(Data listing begins)

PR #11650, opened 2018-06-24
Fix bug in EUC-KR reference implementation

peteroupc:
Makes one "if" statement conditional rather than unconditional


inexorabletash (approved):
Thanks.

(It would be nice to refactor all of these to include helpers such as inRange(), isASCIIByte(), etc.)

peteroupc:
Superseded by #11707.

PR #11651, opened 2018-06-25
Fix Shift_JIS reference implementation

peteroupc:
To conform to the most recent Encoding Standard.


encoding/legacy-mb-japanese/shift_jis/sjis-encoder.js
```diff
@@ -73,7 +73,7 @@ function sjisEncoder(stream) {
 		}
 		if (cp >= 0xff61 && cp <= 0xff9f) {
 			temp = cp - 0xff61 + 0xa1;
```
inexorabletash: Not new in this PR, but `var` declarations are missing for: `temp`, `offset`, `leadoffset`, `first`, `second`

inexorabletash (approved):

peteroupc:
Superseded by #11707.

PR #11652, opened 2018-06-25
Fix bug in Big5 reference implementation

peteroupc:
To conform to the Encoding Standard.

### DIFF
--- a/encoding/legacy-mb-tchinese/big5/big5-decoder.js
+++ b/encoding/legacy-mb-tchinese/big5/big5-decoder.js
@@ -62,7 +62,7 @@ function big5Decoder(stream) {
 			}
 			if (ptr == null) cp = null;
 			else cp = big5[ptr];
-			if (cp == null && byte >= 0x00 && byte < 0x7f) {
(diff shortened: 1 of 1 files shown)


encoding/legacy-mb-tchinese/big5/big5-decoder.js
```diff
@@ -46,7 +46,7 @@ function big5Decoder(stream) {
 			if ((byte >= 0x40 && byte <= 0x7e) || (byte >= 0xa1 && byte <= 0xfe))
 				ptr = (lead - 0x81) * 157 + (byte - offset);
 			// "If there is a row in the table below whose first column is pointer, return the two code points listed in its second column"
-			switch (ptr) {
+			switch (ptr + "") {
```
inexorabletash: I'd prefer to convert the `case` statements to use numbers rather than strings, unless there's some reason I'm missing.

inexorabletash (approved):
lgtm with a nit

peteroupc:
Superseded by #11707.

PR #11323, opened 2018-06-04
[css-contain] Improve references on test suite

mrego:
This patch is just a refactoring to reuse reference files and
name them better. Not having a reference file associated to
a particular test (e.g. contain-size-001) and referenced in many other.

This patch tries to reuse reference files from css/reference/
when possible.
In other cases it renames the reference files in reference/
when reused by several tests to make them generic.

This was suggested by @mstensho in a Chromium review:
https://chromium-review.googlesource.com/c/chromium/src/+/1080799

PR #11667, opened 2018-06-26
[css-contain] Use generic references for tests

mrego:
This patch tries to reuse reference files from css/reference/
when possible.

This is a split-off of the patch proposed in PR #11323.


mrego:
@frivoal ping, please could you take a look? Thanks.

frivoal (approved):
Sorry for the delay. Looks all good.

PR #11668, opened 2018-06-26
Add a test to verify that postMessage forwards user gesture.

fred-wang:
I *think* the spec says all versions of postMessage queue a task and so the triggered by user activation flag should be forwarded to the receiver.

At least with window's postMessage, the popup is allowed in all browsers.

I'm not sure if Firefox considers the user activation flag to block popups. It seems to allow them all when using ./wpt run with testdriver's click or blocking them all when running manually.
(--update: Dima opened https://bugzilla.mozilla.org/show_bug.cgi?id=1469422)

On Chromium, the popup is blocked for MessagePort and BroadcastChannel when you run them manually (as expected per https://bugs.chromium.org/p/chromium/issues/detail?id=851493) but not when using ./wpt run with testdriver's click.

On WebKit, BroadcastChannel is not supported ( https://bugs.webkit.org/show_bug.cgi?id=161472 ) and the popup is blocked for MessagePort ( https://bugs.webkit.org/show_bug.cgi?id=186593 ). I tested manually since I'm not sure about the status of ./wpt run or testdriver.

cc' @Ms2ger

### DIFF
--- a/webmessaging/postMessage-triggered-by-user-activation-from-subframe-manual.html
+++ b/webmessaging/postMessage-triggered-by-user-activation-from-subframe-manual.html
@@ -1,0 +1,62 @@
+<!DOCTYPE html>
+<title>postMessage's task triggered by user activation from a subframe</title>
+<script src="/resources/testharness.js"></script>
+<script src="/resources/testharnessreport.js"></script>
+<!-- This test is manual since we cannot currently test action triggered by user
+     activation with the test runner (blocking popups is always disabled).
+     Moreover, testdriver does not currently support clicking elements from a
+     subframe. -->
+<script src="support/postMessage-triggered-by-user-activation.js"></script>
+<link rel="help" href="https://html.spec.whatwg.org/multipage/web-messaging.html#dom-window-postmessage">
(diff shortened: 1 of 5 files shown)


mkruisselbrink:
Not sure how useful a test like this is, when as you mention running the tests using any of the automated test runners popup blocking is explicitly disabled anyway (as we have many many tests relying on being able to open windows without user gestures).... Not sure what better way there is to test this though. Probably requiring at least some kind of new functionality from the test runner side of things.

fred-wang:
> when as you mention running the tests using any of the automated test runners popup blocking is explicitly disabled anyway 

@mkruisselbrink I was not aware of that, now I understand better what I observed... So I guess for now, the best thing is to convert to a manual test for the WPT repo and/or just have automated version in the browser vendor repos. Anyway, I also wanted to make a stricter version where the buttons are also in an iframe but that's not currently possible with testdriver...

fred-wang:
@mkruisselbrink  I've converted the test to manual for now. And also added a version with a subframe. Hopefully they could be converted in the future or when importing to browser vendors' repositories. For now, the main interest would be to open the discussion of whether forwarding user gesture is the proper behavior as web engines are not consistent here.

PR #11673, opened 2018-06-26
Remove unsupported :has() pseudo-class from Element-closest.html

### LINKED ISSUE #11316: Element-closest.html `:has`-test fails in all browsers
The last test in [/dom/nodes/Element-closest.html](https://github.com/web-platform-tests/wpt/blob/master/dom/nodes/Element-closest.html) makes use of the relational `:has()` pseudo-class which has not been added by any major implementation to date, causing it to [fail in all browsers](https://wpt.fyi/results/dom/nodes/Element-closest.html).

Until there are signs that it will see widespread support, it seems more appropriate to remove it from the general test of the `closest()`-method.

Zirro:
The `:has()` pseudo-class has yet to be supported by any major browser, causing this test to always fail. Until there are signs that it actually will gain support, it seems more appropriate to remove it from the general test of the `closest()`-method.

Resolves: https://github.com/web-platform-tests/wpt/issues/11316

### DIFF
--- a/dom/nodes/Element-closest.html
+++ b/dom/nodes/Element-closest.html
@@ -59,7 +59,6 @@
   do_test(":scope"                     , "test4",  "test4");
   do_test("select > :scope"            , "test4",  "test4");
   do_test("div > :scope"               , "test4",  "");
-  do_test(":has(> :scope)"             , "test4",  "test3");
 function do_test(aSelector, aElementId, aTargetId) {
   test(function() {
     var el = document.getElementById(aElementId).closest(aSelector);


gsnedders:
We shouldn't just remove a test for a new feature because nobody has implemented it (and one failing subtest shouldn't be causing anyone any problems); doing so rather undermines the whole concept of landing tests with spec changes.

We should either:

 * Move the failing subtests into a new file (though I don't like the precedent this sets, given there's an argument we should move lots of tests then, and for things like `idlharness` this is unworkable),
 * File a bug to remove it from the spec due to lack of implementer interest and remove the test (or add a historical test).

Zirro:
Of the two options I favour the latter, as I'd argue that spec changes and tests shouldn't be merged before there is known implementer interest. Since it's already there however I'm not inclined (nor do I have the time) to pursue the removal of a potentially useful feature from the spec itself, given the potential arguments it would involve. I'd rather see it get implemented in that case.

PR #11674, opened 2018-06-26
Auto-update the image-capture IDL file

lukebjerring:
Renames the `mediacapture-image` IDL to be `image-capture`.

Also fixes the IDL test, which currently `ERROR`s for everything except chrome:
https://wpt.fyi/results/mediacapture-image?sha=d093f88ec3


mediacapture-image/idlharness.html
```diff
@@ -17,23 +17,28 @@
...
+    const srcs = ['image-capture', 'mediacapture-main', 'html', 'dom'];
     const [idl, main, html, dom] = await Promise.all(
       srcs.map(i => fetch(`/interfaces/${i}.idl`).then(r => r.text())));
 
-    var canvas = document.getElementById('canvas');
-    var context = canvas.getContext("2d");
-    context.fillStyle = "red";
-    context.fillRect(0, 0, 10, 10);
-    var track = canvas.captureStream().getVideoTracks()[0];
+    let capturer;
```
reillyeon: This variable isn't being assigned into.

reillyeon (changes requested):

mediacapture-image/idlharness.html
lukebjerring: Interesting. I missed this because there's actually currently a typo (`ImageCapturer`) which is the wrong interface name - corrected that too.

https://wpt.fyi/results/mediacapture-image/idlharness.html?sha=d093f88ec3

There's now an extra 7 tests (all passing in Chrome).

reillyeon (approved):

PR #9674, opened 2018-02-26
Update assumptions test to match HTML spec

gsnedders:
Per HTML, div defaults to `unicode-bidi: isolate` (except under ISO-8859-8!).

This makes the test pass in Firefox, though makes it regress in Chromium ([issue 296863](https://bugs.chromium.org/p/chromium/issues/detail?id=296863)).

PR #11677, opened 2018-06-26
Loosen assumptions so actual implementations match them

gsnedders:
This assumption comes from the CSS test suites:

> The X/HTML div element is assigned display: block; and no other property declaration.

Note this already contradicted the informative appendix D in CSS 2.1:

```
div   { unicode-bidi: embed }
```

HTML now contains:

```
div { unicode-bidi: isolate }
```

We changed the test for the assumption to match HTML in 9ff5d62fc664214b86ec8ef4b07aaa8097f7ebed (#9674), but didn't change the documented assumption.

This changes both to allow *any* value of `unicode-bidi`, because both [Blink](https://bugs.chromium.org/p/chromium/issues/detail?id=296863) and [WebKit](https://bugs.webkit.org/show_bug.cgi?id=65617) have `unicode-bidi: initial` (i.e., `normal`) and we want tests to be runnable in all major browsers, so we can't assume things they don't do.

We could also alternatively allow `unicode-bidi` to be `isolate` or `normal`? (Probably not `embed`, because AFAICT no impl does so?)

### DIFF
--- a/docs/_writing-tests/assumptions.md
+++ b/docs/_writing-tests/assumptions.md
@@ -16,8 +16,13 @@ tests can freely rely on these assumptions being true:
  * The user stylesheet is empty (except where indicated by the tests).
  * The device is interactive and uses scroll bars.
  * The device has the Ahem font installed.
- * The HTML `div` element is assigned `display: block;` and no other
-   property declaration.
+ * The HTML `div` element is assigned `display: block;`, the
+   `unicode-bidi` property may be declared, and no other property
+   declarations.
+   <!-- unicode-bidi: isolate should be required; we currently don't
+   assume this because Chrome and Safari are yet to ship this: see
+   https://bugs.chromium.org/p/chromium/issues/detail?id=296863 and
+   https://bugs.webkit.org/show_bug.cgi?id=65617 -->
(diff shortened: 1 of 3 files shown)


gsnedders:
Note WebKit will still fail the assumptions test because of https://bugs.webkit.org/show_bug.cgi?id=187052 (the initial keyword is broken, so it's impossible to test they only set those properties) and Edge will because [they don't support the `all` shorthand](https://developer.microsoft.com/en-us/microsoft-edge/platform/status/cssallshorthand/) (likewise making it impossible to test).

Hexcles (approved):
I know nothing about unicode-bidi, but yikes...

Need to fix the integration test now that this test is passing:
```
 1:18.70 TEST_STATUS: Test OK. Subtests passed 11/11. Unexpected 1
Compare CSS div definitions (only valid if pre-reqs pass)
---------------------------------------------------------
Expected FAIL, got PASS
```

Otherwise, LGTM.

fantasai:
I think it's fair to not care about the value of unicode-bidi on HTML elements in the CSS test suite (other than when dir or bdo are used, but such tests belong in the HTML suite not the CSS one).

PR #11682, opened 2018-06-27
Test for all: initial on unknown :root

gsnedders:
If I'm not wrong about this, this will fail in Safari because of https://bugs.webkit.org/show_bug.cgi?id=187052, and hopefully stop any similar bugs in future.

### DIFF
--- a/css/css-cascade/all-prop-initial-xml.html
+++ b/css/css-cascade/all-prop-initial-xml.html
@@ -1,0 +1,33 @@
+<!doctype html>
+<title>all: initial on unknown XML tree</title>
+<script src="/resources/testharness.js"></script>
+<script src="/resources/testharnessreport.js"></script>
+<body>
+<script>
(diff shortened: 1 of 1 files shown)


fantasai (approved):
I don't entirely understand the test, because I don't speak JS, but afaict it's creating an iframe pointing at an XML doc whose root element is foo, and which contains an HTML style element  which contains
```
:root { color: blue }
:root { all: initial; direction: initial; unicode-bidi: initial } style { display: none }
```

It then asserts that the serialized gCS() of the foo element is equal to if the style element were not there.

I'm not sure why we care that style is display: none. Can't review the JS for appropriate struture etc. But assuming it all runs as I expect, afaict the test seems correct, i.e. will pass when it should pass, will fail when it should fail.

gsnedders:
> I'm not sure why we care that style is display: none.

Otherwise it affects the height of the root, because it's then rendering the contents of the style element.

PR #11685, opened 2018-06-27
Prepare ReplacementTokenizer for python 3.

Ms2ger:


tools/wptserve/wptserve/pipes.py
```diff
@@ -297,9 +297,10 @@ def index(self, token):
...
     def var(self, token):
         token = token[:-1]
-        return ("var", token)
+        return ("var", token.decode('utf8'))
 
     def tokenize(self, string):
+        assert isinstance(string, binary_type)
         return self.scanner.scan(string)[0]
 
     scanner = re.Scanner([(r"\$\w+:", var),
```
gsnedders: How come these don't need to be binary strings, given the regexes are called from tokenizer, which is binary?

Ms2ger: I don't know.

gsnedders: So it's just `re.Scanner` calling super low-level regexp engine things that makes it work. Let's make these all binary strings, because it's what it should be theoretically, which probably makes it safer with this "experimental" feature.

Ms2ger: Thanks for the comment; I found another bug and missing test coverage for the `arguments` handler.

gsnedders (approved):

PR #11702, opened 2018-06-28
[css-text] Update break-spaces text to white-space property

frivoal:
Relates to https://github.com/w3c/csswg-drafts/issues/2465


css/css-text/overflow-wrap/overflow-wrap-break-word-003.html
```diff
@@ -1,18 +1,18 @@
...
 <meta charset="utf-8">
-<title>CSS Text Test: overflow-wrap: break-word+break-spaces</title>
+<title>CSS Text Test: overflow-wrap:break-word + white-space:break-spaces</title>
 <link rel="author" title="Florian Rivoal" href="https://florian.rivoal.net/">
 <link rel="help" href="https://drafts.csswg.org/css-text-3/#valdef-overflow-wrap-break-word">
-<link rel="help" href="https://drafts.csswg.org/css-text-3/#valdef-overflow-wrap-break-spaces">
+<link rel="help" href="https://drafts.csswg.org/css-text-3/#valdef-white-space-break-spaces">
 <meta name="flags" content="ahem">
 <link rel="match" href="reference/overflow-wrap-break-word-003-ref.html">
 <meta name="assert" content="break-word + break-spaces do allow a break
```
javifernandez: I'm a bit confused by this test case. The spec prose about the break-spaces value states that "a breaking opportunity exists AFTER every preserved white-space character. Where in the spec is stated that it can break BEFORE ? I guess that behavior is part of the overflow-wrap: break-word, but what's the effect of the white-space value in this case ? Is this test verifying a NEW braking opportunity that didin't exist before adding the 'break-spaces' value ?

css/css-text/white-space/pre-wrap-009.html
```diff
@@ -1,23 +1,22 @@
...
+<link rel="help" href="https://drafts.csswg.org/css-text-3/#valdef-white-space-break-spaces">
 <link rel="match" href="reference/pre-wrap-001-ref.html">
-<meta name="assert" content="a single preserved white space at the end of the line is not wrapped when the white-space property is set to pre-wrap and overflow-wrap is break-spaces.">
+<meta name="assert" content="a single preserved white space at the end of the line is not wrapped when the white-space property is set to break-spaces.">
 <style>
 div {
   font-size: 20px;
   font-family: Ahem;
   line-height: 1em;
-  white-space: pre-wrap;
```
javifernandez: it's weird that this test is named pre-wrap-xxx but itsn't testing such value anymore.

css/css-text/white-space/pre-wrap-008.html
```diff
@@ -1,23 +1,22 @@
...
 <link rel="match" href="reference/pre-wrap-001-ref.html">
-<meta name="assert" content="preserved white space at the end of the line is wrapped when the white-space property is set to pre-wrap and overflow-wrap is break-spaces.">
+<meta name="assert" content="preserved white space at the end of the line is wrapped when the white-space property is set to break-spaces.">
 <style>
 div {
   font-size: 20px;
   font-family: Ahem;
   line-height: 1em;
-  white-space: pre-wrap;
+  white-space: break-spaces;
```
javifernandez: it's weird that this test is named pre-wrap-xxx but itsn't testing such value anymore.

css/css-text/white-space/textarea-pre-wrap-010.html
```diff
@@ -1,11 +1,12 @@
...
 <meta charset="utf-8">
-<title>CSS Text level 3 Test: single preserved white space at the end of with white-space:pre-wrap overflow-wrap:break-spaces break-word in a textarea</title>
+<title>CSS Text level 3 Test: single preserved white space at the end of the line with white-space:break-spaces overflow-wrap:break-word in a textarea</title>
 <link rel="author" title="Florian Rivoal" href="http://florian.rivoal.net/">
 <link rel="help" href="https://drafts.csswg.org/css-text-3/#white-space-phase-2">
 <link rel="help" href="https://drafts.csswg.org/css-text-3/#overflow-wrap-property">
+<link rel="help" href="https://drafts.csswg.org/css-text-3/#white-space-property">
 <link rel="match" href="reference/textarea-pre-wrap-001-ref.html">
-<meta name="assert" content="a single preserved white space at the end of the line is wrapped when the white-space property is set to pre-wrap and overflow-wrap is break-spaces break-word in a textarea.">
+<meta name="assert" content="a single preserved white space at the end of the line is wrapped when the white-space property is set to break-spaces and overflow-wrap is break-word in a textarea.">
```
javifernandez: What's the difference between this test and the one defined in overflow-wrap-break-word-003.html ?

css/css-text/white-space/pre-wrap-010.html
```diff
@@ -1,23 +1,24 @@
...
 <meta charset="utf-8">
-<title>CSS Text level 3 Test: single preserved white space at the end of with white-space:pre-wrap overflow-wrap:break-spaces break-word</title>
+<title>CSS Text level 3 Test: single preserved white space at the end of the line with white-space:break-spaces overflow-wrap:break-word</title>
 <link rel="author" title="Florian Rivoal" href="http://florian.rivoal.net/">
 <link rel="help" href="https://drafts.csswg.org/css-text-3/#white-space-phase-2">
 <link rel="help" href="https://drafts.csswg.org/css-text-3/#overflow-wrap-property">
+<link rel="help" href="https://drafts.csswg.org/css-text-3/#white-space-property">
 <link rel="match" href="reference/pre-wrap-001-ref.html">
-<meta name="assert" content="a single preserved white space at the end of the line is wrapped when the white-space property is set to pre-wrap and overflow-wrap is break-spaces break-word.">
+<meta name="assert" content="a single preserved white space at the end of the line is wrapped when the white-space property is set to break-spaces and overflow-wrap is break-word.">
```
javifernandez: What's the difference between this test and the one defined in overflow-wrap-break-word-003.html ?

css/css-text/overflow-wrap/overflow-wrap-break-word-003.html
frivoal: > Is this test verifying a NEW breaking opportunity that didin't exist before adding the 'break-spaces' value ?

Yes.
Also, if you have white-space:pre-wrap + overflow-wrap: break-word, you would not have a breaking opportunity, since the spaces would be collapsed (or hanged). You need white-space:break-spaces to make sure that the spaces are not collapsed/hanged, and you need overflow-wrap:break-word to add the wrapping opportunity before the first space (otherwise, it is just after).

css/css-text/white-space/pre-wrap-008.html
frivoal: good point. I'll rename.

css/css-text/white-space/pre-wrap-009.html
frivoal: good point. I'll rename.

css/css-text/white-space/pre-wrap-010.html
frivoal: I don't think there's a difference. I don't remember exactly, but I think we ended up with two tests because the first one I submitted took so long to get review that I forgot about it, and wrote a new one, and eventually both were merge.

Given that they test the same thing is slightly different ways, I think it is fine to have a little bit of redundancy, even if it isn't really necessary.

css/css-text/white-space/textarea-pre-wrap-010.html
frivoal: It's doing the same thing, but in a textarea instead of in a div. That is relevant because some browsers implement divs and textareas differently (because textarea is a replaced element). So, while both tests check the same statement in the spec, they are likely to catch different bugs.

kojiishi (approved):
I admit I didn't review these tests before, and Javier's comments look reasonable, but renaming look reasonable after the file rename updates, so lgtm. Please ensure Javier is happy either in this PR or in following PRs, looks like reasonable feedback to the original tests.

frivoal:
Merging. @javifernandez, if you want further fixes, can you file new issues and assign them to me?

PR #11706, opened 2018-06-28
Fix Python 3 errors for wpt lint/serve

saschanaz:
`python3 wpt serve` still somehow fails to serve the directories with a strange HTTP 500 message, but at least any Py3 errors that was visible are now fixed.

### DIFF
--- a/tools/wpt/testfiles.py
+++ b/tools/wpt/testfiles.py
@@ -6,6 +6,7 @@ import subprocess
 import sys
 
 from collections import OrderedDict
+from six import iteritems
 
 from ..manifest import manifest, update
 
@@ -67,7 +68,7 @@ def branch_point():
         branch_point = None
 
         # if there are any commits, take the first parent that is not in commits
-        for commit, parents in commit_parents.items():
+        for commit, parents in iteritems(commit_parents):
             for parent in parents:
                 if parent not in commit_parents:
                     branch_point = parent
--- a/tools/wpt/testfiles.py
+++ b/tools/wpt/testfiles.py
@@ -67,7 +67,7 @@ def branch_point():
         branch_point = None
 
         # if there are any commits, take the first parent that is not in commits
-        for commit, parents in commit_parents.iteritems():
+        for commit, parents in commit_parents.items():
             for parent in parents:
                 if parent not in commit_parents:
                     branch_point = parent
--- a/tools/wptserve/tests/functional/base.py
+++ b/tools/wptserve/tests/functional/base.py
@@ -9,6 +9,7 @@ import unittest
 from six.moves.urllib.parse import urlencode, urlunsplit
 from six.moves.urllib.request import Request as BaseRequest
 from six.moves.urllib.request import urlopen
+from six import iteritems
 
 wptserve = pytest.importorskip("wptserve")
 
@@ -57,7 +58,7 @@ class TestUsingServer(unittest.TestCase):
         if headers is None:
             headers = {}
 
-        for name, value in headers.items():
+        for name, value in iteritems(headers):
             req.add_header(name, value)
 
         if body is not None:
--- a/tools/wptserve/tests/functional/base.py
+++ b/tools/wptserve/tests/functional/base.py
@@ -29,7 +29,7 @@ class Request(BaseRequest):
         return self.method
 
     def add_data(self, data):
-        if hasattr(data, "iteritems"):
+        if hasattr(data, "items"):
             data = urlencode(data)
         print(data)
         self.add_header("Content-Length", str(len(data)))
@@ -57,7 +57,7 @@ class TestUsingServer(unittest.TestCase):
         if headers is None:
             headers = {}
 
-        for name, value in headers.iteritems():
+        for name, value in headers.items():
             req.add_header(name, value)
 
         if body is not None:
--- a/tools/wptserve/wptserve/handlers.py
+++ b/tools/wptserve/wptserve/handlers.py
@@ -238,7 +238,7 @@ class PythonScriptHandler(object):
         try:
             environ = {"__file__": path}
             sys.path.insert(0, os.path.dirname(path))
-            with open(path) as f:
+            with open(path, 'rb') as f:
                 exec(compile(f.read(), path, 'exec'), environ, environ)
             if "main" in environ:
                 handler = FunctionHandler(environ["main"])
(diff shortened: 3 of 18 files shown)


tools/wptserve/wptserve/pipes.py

(Data listing ends)

Your task is to reproduce exactly the lines that begin at the line containing "exec(compile(f.read(), path, 'exec'), environ, environ)" and end at the final line of the data above.

Result of this task |
                 exec(compile(f.read(), path, 'exec'), environ, environ)
             if "main" in environ:
                 handler = FunctionHandler(environ["main"])
(diff shortened: 3 of 18 files shown)


tools/wptserve/wptserve/pipes.py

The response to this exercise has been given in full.